Child, Adolescent and Adult Psychiatry


Binge Eating Disorder: Everything You Need To Know

Consuming food on a daily basis is a normal human characteristic. After all, we eat to survive. However, it is not normal when we eat in excess especially in amounts that is seen as too much.

Now, what is binge eating disorder?

Binge eating disorder, or BED, is a disease wherein a person has recurring episodes of eating in excess or an abnormally large amount of food than what a person would usually eat. The key term here is the amount of food being consumed in just one sitting. Usually those who suffer from BED are self-conscious about their eating habits and would often conceal their symptoms from others especially to the people closest to them. This results into another characteristic of binge eating: doing it in secrecy. It is also because of this that they would feel depressed and would constantly feel self-shame after each episode, thus creating this poor body image for the victim. Furthermore, these cravings are insatiable and choose no time of the day when striking.

In terms of demographic, women tend to suffer from BED more frequently than men, wherein the former is composed of 5% of the population.

It is interesting to note that it is still unknown what causes BED. However, because of how it affects people, it has been placed in the DSMV with calls for increased awareness and understanding for this disease in order to improve the quality of life of those suffering from it. Some experts link genetics to BED while some would relate it to other diseases such as depression or lifestyle.
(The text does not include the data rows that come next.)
PR #111, opened 2020-04-27
[EastSussex] add closest address attribute and use it

struan:
Strip out the extra text we put in and just leave the address as it's
not required in this case.


perllib/Open311/Endpoint/Integration/SalesForceRest.pm
```diff
@@ -258,6 +260,16 @@ sub _get_user {
     return $obj;
 }
 
+sub _add_closest_address {
+    my ($self, $req, $args, $mapping) = @_;
+
+    my $address = $args->{attributes}->{closest_address};
+
+    $address =~ s/^Nearest[^:]*: (.+)[\n\r]*.*/$1/m;
```
dracos, line 268: Not sure I understand the regex - the string that comes in is "Nearest...: ...\n\nNearest...: ...\n\n". So this finds the first line that starts Nearest, and replaces that line, and the next line after newlines with the data from that line. It'll end up with newlines at the end, is that wanted? Plus any text that might be before or after those two lines. If you only want the first Nearest data, perhaps a `m//` to match it and then replace the whole string with that?

PR #120, opened 2020-06-18
[Hackney] Small changes to support defect fetching

davea:
A couple of bug fixes and some customisation for the way Hackney defects are configured in Alloy.

### DIFF
--- a/perllib/Open311/Endpoint/Integration/AlloyV2.pm
+++ b/perllib/Open311/Endpoint/Integration/AlloyV2.pm
@@ -716,7 +716,7 @@ sub get_latlong_from_request {
         }
         my $x = $min_x + ( ( $max_x - $min_x ) / 2 );
         my $y = $min_y + ( ( $max_y - $min_y ) / 2 );
-        $latlong = [ $x, $y ];
+        $latlong = [ $y, $x ];
     }
 
     return $latlong;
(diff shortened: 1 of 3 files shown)


perllib/Open311/Endpoint/Integration/AlloyV2.pm
```diff
@@ -71,6 +71,11 @@ has config => (
     default => sub { $_[0]->alloy->config }
 );
 
+has group_in_service_code => (
```
dracos, line 74: If I've understood this right, should this not also have a change in post_service_request to not split the service_code on `_` into group/category? If it's more complicated, I think this needs a comment/documenting :)

perllib/Open311/Endpoint/Integration/AlloyV2.pm
```diff
@@ -683,11 +683,20 @@ sub get_latlong_from_request {
...
-        $latlong = [ $points[$half]->[0], $points[$half]->[1] ];
+        $latlong = [ $points[$half]->[1], $points[$half]->[0] ];
+    } elsif ( $geometry->{type} eq 'MultiLineString') {
+        my @points;
+        my @segments = @{ $geometry->{coordinates} };
+        for my $segment (@segments) {
+            push @points, @$segment;
+        }
+        my $half = int( @points / 2 );
+        $latlong = [ $points[$half]->[1], $points[$half]->[0] ];
```
dracos, line 706: How come the Polygon $latlong line doesn't need updating as well?

davea: Who says it doesn't? 🤦 Thanks!

perllib/Open311/Endpoint/Integration/AlloyV2.pm
davea: In actual fact `$group`/`$category` aren't used at all! So I'll get rid.

PR #125, opened 2020-07-08
Bartec fetch reports

struan:


perllib/Open311/Endpoint/Integration/Bartec.pm
```diff
@@ -270,6 +271,53 @@ sub get_service_request_updates {
...
+
+    my @requests;
+
+    my $updates = $self->_coerce_to_array( $response, 'ServiceRequest_Updates' );
+    for my $update ( @$updates ) {
+        my $res = $self->get_integration->ServiceRequests_Get( $update->{ServiceCode} );
+
+        next unless $res;
+        my $sr = $res->{ServiceRequest};
+        next if $sr->{ExternalReference} or not $sr->{ServiceStatus}->{Status} eq 'OPEN';
```
dracos, line 289: A comment here, perhaps? I assume ignoring ExternalReference as that means it's come from FMS, but what's the reason to ignore closed reports?

perllib/Open311/Endpoint/Integration/Bartec.pm
```diff
@@ -270,6 +271,53 @@ sub get_service_request_updates {
...
+
+        my $service_name = $sr->{ServiceType}->{Description};
+        next unless grep { uc $service_name eq uc $_ } keys %{ $self->allowed_services };
```
dracos, line 292: `next unless $self->allowed_services->{uc $service_name};` perhaps?

perllib/Open311/Endpoint/Integration/Bartec.pm
```diff
@@ -270,6 +271,53 @@ sub get_service_request_updates {
...
+        $service_name =~ s/(.)(.*)/\U$1\L$2/;
```
dracos, line 293: u and l work in strings, so no need for a regex: `$service_name = "\u\L$service_name";`

perllib/Open311/Endpoint/Integration/Bartec.pm
```diff
@@ -270,6 +271,53 @@ sub get_service_request_updates {
...
+
+        my $location = $res->{SOM}->dataof('//ServiceLocation/Metric');
+
+        my $date = $w3c->parse_datetime( $sr->{DateRequested} )->truncate( to => 'second' );
+        $date->set_time_zone('Europe/London');
+        my %args = (
+            service_request_id => $sr->{ServiceCode},
+            requested_datetime => $date,
+            updated_datetime => $date,
```
dracos, line 302: Does the history of the request need looking up here?

struan: Why do you ask that?

dracos: I wondered if you'd want to have the lastupdate time set at the FMS end, rather than going on the created date, but I don't think it would make any difference, would it, certainly not if you have to do an extra fetch per report.

PR #126, opened 2020-07-08
Bartec: add description as a note

struan:
Plus some other small tidy ups.


perllib/Integrations/Bartec.pm
```diff
@@ -373,7 +373,7 @@ sub ServiceRequests_Create {
         ServiceStatusID => $status_id,
         DateRequested => $time,
         ServiceTypeID => $values->{service_code},
-        serviceLocationDescription => $values->{description},
+        serviceLocationDescription => $values->{attributes}->{title} . "\n\n" . $values->{attributes}->{description},
```
dracos: I may well have missed something, but why is the front end concatenating the two fields on to the description and then this using it - why is this code here not just using the two attributes sent through to construct whatever is needed here?

perllib/Integrations/Bartec.pm
```diff
@@ -445,6 +493,11 @@ sub ServiceRequests_Detail_Get {
     return $self->_wrapper('ServiceRequests_Detail_Get', 0, @_);
 }
 
+sub ServiceRequests_Notes_Types_Get {
```
dracos, line 496: This function is never used, I think?

perllib/Open311/Endpoint/Integration/Bartec.pm
```diff
@@ -88,10 +91,16 @@ sub post_service_request {
     my $res = $integ->ServiceRequests_Create($service, $req);
     die "failed to send" unless $res->{ServiceCode};
 
+    my $sr = $integ->ServiceRequests_Get( $res->{ServiceCode} );
 
+    my $type = $integ->note_types->{ $integ->config->{note_types}->{report} };
+    $integ->ServiceRequests_Notes_Create({
+        srid => $sr->{ServiceRequest}->{id},
```
dracos, line 98: Is this the same as $res->{ServiceCode}? (just for my understanding)

perllib/Open311/Endpoint/Integration/Bartec.pm
```diff
@@ -88,10 +91,16 @@ sub post_service_request {
...
+        note_type => $type,
+        note => $args->{attributes}->{title} . "\n\n" . $args->{attributes}->{description},
```
dracos, line 100: I may well have missed something, but why is the front end concatenating the two fields on to the description and then this using it - why is this code here not just using the two attributes sent through to construct whatever is needed here?

perllib/Open311/Endpoint/Integration/Bartec.pm
struan: Sadly no, requests in Bartec have a service code and an id for for requests and which one you use depends on the API call.

perllib/Integrations/Bartec.pm
struan: It's used by `note_types` which is then used by `post_service_request`.

dracos: note_types calls _wrapper directly, it does not call this function.

struan: oh yes, so it does.

struan:
The new test for asset details wasn't expecting ReporterType was the test issue.

PR #128, opened 2020-07-15
[bartec] refactor skip request in request fetching

struan:
Move statuses to config and whole thing to a function.


davea:
(👍 assuming you can make Travis happy. Tests are fine locally.)

PR #131, opened 2020-07-28
Bartec bugfixes

struan:
Various small bugfixes


perllib/Open311/Endpoint/Integration/Bartec.pm
```diff
@@ -360,7 +360,23 @@ sub get_service_request_updates {
...
+
+    my $conf = $self->get_integration->config;
+
+    my $status = $conf->{status_map}->{ $update->{ServiceStatusName} };
+
+    if ($update->{ClosingCode} && $conf->{closing_code_map} &&
+        $conf->{closing_code_map}->{ $update->{ServiceStatusName} } &&
+        $conf->{closing_code_map}->{ $update->{ServiceStatusName} }->{ $update->{ClosingCode} } ) {
+        $status = $conf->{closing_code_map}->{ $update->{ServiceStatusName} }->{ $update->{ClosingCode} };
+    }
```
davea, line 379: I don't know if we need to be this careful here, something like this would appear to work as well:

```suggestion
    my $mapped = $conf->{closing_code_map}->{ $update->{ServiceStatusName} }->{ $update->{ClosingCode} };
    return $mapped if $mapped && $update->{ClosingCode};
```

PR #133, opened 2020-07-31
Bartec usrn lookup bug

struan:


perllib/Open311/Endpoint/Integration/Bartec.pm
```diff
@@ -231,12 +231,12 @@ sub get_uprn_for_street {
         usrn => $usrn,
     });
 
-    if (ref $premises->{Premises} eq 'ARRAY') {
-        for my $p ( @{ $premises->{Premises} } ) {
-            next unless $p->{Address}->{Address1} eq 'STREET RECORD';
+    $premises = $self->_coerce_to_array($premises, 'Premises');
```
dracos, line 234: It's fine, and I see is consistent, but I'd suggest the coerce_to_array calls (here and elsewhere) should probably be in the Integration code, so that its API is returning consistent output?

PR #135, opened 2020-08-05
[AlloyV2] change how we look up asset parent attribute

struan:
Rather than use the name of the attribute use the code of the thing we
are linking too which is in the options now. This should be a bit more
robust.


perllib/Integrations/AlloyV2.pm
```diff
@@ -130,7 +130,7 @@ sub get_parent_attributes {
 
     for my $att ( @{ $design->{design}->{attributes} } ) {
         $self->logger->debug($att->{name});
-        if ( $att->{name} eq $self->config->{parent_attribute_name} ) {
+        if ( $att->{options}->{code} && $att->{options}->{code} eq $self->config->{parent_attribute_name} ) {
```
dracos, line 133: Could be ($att->{options}->{code} || '') instead to avoid the warning but still be covered.

PR #401, opened 2025-03-14
Remove any use of my $x if $foo.

davea:
Counterpart to https://github.com/mysociety/fixmystreet/pull/5418


dracos (approved):
Ooh, thanks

Now, what are the symptoms associated with BED?

Symptoms that are associated with binge-eating disorder would include discreet consummation of food that is larger than most people would eat under a similar instance and in a distinct period of time, as well as lack of control during this period.

There are also other things that are associated during a binge eating period such as distress, depression, eating even if one is not hungry, self-shame and eating until one is uncomfortably full.

One is considered a binge eater if one experiences such episode consistently at least once in a week for three months.

It is also to be noted that binge eating is not always related to bulimia and/or anorexia though it can be in some cases. Furthermore, though body weight is commonly being associated by everyone to this condition (with a majority suffering from it either overweight or obese), it is important to know that it is possible that binge-eaters can also sport a normal weight.